Scaling
Configure autoscaling, scale-to-zero, and idle timeout for your services.
SMLL supports two scaling modes depending on your service's deployment mode.
Always-on scaling (HPA)
When your service is set to always on with max_replicas > min_replicas, SMLL creates a Kubernetes Horizontal Pod Autoscaler (HPA) that automatically adjusts replicas based on load.

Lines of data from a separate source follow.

PR #606, opened 2023-09-22
INC-1317: Header & Footer update

ashleygyngell:


integration_tests/e2e/login.cy.ts
```diff
@@ -35,24 +35,14 @@ context('SignIn', () => {
...
-    cy.get('.govuk-footer__inline-list .govuk-footer__link:visible').then(footerLinks => {
-      expect(footerLinks.length).equal(2)
-
-      const TsAndCsLink = footerLinks.last()
-      expect(TsAndCsLink).to.contain('Terms and conditions')
+    it('Fallback footer exists with no content', () => {
+      cy.signIn()
+      cy.task('stubDpsComponentsFail')
+      const indexPage = Page.verifyOnPage(HomePage)
+      indexPage.fallbackFooter.should('not.include.text', 'Feedback')
```
ushkarev, line 45: the old footer and the current fallback footer don't contain 'Feedback' so what i think we can do here is `indexPage.fallbackFooter.should('include.text', 'Terms and conditions')` if you do put the `{{ govukFooter(…) }}` into footer.njk

server/data/index.ts
```diff
@@ -0,0 +1,23 @@
...
+import TokenStore from './tokenStore'
+import DpsFeComponentsClient from './dpsComponentsClient'
+
+export const dataAccess = () => ({
+  applicationInfo,
+  hmppsAuthClient: new HmppsAuthClient(new TokenStore(createRedisClient('dpsFrontendComponent'))),
+  componentApiClientBuilder: new DpsFeComponentsClient(),
+})
+
+export type DataAccess = ReturnType<typeof dataAccess>
```
ushkarev, line 23: i'm not sure this is right. we already initialise the App Insights stuff elsewhere. incentives was created from an older template which did not have this file and created services quite differently. i don't know what happens when you try to setup App Insights twice – in fact you seem to have something commented out. i would 1) remove this entire file 2)  remove the `services/index.ts` file too because the hmpps auth client and user service are already made elsewhere 3) just initialise the class in `server/middleware/dpsFrontendComponents.ts`

server/middleware/setUpWebSecurity.ts
```diff
@@ -15,27 +15,34 @@ export default function setUpWebSecurity(): Router {
...
+
+  const scriptSrc = [
+    "'self'",
+    '*.google-analytics.com',
+    '*.googletagmanager.com',
+    (_req: Request, res: Response) => `'nonce-${res.locals.cspNonce}'`,
+  ]
+  const styleSrc = ["'self'", (_req: Request, res: Response) => `'nonce-${res.locals.cspNonce}'`]
+  const imgSrc = ["'self'", 'data:', '*.google-analytics.com', '*.googletagmanager.com']
+  const fontSrc = ["'self'"]
```
ushkarev, line 27: you've removed some directives that are needed from each of these, the hot jar ones and unsafe inlines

- Min replicas: the minimum number of instances always running
- Max replicas: the upper bound for autoscaling
Scale-to-zero (on demand)
Services with on demand deployment mode scale down to zero replicas when idle, eliminating costs during inactive periods.
How it works
SMLL uses the KEDA HTTP add-on to manage scale-to-zero:
- An interceptor proxy sits in front of your service
- When traffic arrives and no replicas are running, KEDA spins up a new instance
- Traffic is held at the proxy until the instance is ready (typically a few seconds)
- After a period of no traffic, the service scales back to zero
Idle timeout
The idle timeout controls how long a service stays running after the last request:
- Default: 300 seconds (5 minutes)
- Configurable: set any value in the service settings
A shorter timeout saves costs but increases cold start frequency. A longer timeout keeps the service warm for follow-up requests.
Configuring
- Go to your service settings
- Set Deployment mode to On demand
- Set Max replicas (min is automatically 0)
- Adjust Idle timeout if needed
- Save
Cold starts
The first request after scale-to-zero triggers a cold start. The latency depends on:
- Image pull time (cached images are faster)
- Application startup time
- Health check completion
To minimize cold starts, keep your Docker images small and your application's startup fast.
Quota limits
Scaling is bounded by your VPC's resource quotas:
| Tier | Max pods |
|---|---|
| Free | 20 |
| Pay-as-you-go | 100 |
See Quotas for details on requesting increases.